Data in this exercise START

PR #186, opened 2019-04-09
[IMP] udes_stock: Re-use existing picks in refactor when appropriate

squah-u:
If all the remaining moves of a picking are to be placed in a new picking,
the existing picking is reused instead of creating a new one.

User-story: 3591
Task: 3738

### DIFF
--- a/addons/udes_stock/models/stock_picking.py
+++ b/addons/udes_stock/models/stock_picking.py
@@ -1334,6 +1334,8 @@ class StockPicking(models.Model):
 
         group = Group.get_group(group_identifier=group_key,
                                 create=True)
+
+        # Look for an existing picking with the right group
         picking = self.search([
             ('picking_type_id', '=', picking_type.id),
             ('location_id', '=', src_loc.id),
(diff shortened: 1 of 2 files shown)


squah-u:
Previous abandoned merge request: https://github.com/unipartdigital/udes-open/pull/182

Data in this exercise END
Data in this exercise START

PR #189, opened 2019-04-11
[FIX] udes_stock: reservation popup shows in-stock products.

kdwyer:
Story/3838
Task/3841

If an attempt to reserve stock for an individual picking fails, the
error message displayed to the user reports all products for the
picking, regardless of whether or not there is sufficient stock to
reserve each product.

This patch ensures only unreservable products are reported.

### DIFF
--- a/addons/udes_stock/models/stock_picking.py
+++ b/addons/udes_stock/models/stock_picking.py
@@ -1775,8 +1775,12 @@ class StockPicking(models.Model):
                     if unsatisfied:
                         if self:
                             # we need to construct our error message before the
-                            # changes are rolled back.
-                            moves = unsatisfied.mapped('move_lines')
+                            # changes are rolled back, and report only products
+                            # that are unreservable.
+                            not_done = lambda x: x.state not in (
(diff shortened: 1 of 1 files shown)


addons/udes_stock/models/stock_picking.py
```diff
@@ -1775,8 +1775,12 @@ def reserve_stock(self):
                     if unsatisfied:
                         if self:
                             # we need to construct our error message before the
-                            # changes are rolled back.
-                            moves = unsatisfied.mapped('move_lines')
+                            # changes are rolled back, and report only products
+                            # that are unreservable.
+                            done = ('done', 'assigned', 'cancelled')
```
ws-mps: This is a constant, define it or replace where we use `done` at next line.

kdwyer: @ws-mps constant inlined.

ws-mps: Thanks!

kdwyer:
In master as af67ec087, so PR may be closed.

Data in this exercise END
Data in this exercise START

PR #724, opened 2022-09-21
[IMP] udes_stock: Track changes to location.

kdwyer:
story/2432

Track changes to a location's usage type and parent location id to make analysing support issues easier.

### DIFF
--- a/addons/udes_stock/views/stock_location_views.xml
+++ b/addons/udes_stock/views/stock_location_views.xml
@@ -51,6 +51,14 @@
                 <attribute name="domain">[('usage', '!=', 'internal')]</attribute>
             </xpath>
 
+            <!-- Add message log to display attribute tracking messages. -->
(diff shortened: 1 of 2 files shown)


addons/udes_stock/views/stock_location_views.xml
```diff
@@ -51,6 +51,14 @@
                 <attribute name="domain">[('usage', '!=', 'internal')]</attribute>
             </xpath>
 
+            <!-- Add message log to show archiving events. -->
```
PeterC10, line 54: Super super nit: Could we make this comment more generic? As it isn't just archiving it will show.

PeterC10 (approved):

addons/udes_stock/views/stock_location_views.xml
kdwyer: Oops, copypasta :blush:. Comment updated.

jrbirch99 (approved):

Data in this exercise END

### How to complete this task
Number of lines above containing "constant": state it and nothing else.

### Response to the task
2